Penggunaan asam dalam pengolahan bahan makanan mempunyai peranan penting sebagai antimikroba. Kondisi asam pada bahan pangan selain berpengaruh terhadap penurunan pH, juga mempengaruhi aktivitas mikroorganisme. Makanan yang mempunyai pH yang rendah (<4,5) umumnya tidak dapat ditumbuhi oleh bakteri patogen, karena itu relatif lebih tahan selama penyimpanan dibandingkan makanan yang mempunyai pH netral atau mendekati netral (Fardiaz, 1992).

Penambahan sari jeruk dalam pembuatan naniura bertujuan untuk menurunkan nilai pH ikan. Pada pH rendah (suasana asam) asam amino akan bermuatan positif sedangkan pada pH tinggi (suasana basa) akan bermuatan negatif. Pada pH 4,8-6,3 (pH isoelektris) asam amino akan berada pada keadaan dipolar atau ion zwitter. Pada keadaan ini kelarutan protein dalam air paling kecil sehingga protein akan menggumpal dan mengendap (Triyono, 2010).

Ikan Mas

Ikan yang lebih umum digunakan sebagai bahan utama pembuatan naniura adalah ikan mas. Ikan ini dipilih karena teksturnya yang lunak, lebih cocok dalam hal proses fermentasi, tidak terlalu berbau amis, tidak tercemar merkuri atau logam lainnya karena hidup di air bersih yang mengalir, dan memiliki nilai historis (Sinamo, 2012).

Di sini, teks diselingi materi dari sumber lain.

PR #418, opened 2025-12-07
DoodleBUGS: Build as Library for Integration in Any Web App

shravanngoswamii:
- DoodleBUGS can now be built as a distributable library, producing doodlebugs.js, doodlebugs.css, and doodlebugs.umd.cjs.
- The library output is suitable for direct use in other web apps via <script> and <link> tags, or as a custom element (<doodle-bugs>) in any frontend project.

https://turinglang.github.io/JuliaBUGS.jl/DoodleBUGS/pr-previews/418

https://turinglang.org/JuliaBUGS.jl/DoodleBUGS/pr-previews/418/DoodleWidget/

### DIFF
--- a/DoodleBUGS/docs/DoodleWidget/index.html
+++ b/DoodleBUGS/docs/DoodleWidget/index.html
@@ -4,11 +4,33 @@
 <head>
     <meta charset="UTF-8">
     <meta name="viewport" content="width=device-width, initial-scale=1.0">
-    <meta name="description" content="DoodleWidget - Embeddable Bayesian graphical model editor component for JuliaBUGS">
-    <title>DoodleWidget - Interactive Demo</title>
+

Ikan mas (Cyprinus carpio L.) merupakan jenis ikan air tawar yang dapat dikonsumsi, memiliki badan memanjang pipih ke samping dan lunak. Ikan mas

sudah dibudidayakan sejak tahun 475 sebelum masehi di Cina. Di Indonesia ikan mas mulai dibudidayakan sekitar tahun 1920. Ikan mas yang terdapat di Indonesia merupakan merupakan ikan mas yang dibawa dari Cina, Eropa, Taiwan, dan Jepang (Mantau, dkk., 2004).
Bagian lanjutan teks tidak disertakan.